Les Grands de ce monde s'expriment dans

Remodeler le monde

Alain Chauveau - Le 44e Forum de Davos avait pour thème, cette année, « Reshaping the world » (Remodeler le monde). Vous-même avez récemment diagnostiqué un « échec collectif face à la façon de gérer les conséquences de la mondialisation » (1). Quelles sont les raisons de cet échec ?
Klaus Schwab - Le mouvement anti-mondialisation de la fin des années 1990 était hétéroclite : il regroupait des syndicats en lutte contre le dumping social, des groupes qui dénonçaient les conséquences de la mondialisation sur l'environnement, des associations de défense des consommateurs ou encore des défenseurs des droits des travailleurs.
Même si aucun de ces groupes n'avait prévu que la mondialisation allait sortir des centaines de millions de personnes de la pauvreté, ils visaient juste : la gouvernance mondiale n'était pas adaptée aux enjeux que portaient en eux les bouleversements déjà à l'oeuvre à l'époque.

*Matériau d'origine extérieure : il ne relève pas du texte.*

Issue #8149, opened 2021-03-05
publish binary tarballs for macos arm64


mikdusan:
This issue is to track and plan out how we intend to offer Apple silicon (arm64) published binary tarballs in our ci/release process. Comments are welcome.

- today we have:
```
https://ziglang.org/builds/zig-macos-x86_64-0.8.0-dev.1409+ffb2568a9.tar.xz
```

- tomorrow we want:
```
https://ziglang.org/builds/zig-macos-x86_64-0.8.0-dev.1409+ffb2568a9.tar.xz
https://ziglang.org/builds/zig-macos-aarch64-0.8.0-dev.1409+ffb2568a9.tar.xz
```

#### POINTS TO CONSIDER
- Apple is branding their silicon arch as `arm64` on the front of things, but clang/llvm still use `aarch64` under the hood
- some command-line tools on macos and command-line args use `arm64`
- I will assume tarball pathnames will use `aarch64`
- technically straightforward  to produce fat-binaries on macos if needed
- azure does not yet offer any Apple M1-based hardware for pipelines
- azure arm64 artifacts cannot be host/native executed
- do we still make tarball available with "not tested" caveat?
- there _might_ be unexpected differences down the road when running our macos-x86_64 artifacts on BigSur+x86_64 when compared to our macos-arm64 artifacts on BigSur+arm64. We've tackled macos-version detection and made it work with **our** macos-x86_64 artifacts (which are pre-BigSur). If needed, one solution is to make a variant of macos-x86_64 for BigSur+ so naming might be `macos11.1-x86_64` to somewhere encode sdk version used

#### CHOICES MADE IN THIS PLAN
- use `aarch64` for file/tarball naming
- do not produce fat-binaries
- skip `zig build test` until host/native execution is available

Dès cette période, de nombreux décideurs avaient compris que le développement des communications ne signifiait pas seulement une croissance plus forte, mais qu'il entraînait aussi une volatilité accrue et une plus grande vulnérabilité des individus, des entreprises et des États : tous sont confrontés à des évolutions qu'ils ne peuvent contrôler. Néanmoins, à l'époque comme aujourd'hui, personne n'était d'accord sur la marche à suivre face à ces mutations. Nous payons aujourd'hui le prix de ces hésitations et de cette désunion.
A. C. - Quelles modifications faut-il, selon vous, apporter au système international de gouvernance ?
K. S. - Le Forum de Davos de cette année s'est adressé aux dirigeants et leur a demandé de revoir leurs positions sur les mouvements des plaques tectoniques de l'économie mondiale. Il est crucial que nous puissions prédire les séismes qui ne manqueront pas de se produire, afin de mieux y faire face. À l'heure actuelle, il est clair que les besoins en gouvernance mondiale dépassent l'offre existante en la matière. Les institutions internationales, telles qu'elles ont été conçues à la fin de la Seconde Guerre mondiale, ne sont plus adaptées au monde d'aujourd'hui.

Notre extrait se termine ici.